Bulgaria’s Prosecutor-General Ivan Geshev, facing calls from the ruling majority to step down, has arranged for the Prime Minister and his chief of staff to be invited to provide names and evidence of those whom PM Kiril Petkov says are behind economic crimes and corruption in the country.
This was announced by the Prosecutor’s Office on February 7 as a follow-up to February 4 meeting between Geshev and Petkov.
At that meeting, Geshev asked the government not to proceed with its plans to shut down the specialized prosecution and court, a request Petkov refused, according to statements by the Prosecutor’s Office and the government.
The government, in office since December 2021, has expressed determination to proceed with judicial reform, including restructuring the Prosecutor’s Office and the anti-corruption commission, which it says have been failing in their tasks.
The February 7 statement by the Prosecutor’s Office said that Geshev had referred Petkov’s allegations to the Deputy Prosecutor-General to follow up.
“In order to clarify the completeness of the information provided, Mr Kiril Petkov and (PM’s chief of staff) Ms Lena Borislavova will be invited to appear at the Supreme Administrative Court in order to provide a complete list of persons named during the meeting, as well as data and evidence, respectively, about any crimes or violations committed by the same persons,” the statement said.
It said that the Prosecutor’s Office would fulfil its obligations and would carry out “an objective and comprehensive inspection of the persons named by the Prime Minister Mr Kiril Petkov and Ms Lena Borislavova”.
Meanwhile, the anti-corruption commission – headed by Sotir Tsatsarov, whose resignation takes effect on March 1 – said that it had invited Justice Minister Nadezhda Yordanova to be interviewed on February 8 in connection with the commission’s investigation into Geshev.
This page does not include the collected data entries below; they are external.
PR #180, opened 2015-08-20
Removing calls to add_file and calling HydraWorks::AddFileToGenericFile instead

cam156:


spec/models/generic_file_spec.rb
```diff
@@ -76,8 +76,10 @@
     end
 
     it "should have attached content" do
-      subject.add_file(File.open(fixture_path + '/world.png'), path: 'content', original_name: 'world.png')
-      expect(subject.content).to be_kind_of ActiveFedora::File
+      subject.apply_depositor_metadata('jcoyne')
+      subject.save
```
mjgiarlo: Why do we need lines 79-80?

mjgiarlo:
I have one question but am otherwise :+1:

spec/models/generic_file_spec.rb
cam156: The subject needs to be saved before the service will work.  To save the file I needed to apply depositor Metadata.

jcoyne: I agree with @cam156 that you have to save before you can attach a directly_contained file, but I don't understand why this test belongs in curation_concerns in the first place.

PR #184, opened 2015-08-20
Use a non-nil name for characterization. Fixes #183

### LINKED ISSUE #183: Warning because mime_type is nil before characterization
`WARN: Unable to find a registered mime type for nil on http://127.0.0.1:8080/fedora/rest/prod/0r/96/73/73/0r967373m`
Which is logged here: 
https://github.com/projecthydra/hydra-derivatives/blob/master/lib/hydra/derivatives/extract_metadata.rb#L19

In curation_concerns we're delegating mime_type to the output of characterization here:
https://github.com/projecthydra-labs/curation_concerns/blob/6cd47b5173305e37ba7563850c3deaea09b60f45/curation_concerns-models/app/models/concerns/curation_concerns/generic_file/characterization.rb#L7

it should be delegated to the original_file though.

jcoyne:


curation_concerns-models/app/services/curation_concerns/characterization_service.rb
```diff
@@ -2,9 +2,6 @@ module CurationConcerns
   # Run FITS to gather technical metadata about the content and the full text.
   # Store this extracted metadata in the characterization datastream.
   class CharacterizationService
-    include Hydra::Derivatives::ExtractMetadata
```
mjgiarlo: What are these three deletions for?

jcoyne: That provided `filename_for_characterization` which is no longer used. `mime_type` and `uri` were required by `Hydra::Derivatives::ExtractMetadata`

mjgiarlo: :ok:

PR #187, opened 2015-08-20
Revert 1f5cff4. Transcode videos. Fixes #186

### LINKED ISSUE #186: Videos are not being transcoded
So if you upload one, you get a player with no video:

screen shot 2015-08-20 at 3 10 17 pm

This was probably caused by https://github.com/projecthydra-labs/curation_concerns/commit/1f5cff4312e3c0aa297d93a77560a2462b93b400

jcoyne:


tampakis:
@jcoyne - @kevinreiss and I took the A/V derivatives out of the models because we were unsure if they should live here in curation_concerns or up at sufia-core. We used some probably bogus rdf uri types and added that behavior so we wouldn't lose coverage in the [derivatives_spec](derivatives_spec.rb), copied from sufia.

jcoyne:
@tampakis I'm not using sufia-core, but I want to have audio and video derivatives. Does that answer the question?

tampakis:
Not all users are expecting video derivatives. They can be configured by adding the directly_contains/makes_derivatives code to the generated `app/models/generic_file.rb`.

jcoyne:
@tampakis Isnt' that what this config flag is for? https://github.com/projecthydra-labs/curation_concerns/blob/master/curation_concerns-models/lib/generators/curation_concerns/models/templates/config/curation_concerns.rb#L99

Furthermore the layouts are expecting the derivatives to be there: https://github.com/projecthydra-labs/curation_concerns/blob/master/app/views/curation_concerns/generic_files/_media_display.html.erb#L10-L18

So, presently curation concerns looks very broken: #186

tampakis:
@jcoyne ok. I didn't know those views were here. I'm going to merge this and later it can be determined where these derivatives/views should ultimately live.

jcoyne:
@tampakis I'd really like that to live here. They were a part of Curate and then later Worthwhile, so it makes sense to me that they should remain here as well as this gem is a direct descendant of those projects.  I have several projects based on worthwhile that I need an upgrade path, and I don't think Sufia is what is wanted.

PR #193, opened 2015-08-22
Consolidate config files

### LINKED ISSUE #156: consolidate config files
It's confusing to have both: `config/curation_concerns.rb` and `config/curation_concerns_config.rb`

jcoyne:
Instead of two config files, use just one. Fixes #156


mjgiarlo:
:+1:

The commission announced the investigation on January 31.
The commission said that it had asked the Justice Ministry for certified copies of the documents and other relevant information regarding the allegations against Geshev, but had not received them.
Yordanova has said in media interviews that there were numerous allegations against Geshev, both in his current capacity and from before then.
In the early evening of February 7, it was announced that Yordanova had declined to be interviewed by the anti-corruption commission.
On February 8, Bulgaria’s Constitutional Court is expected to rule on the question whether the Justice Minister may propose to the Supreme Judicial Council (SJC) the ahead-of-term dismissal of the presidents of Supreme Court of Cassation and the Supreme Administrative Court and the Prosecutor-General.
In 2021, then-caretaker Minister of Justice Yanaki Stoilov sent a request to the SJC for the dismissal of Geshev as Prosecutor-General, but the SJC declined to consider it, saying that the Justice Minister was not entitled to make such a request. This led to the application to the Constitutional Court to rule on the issue.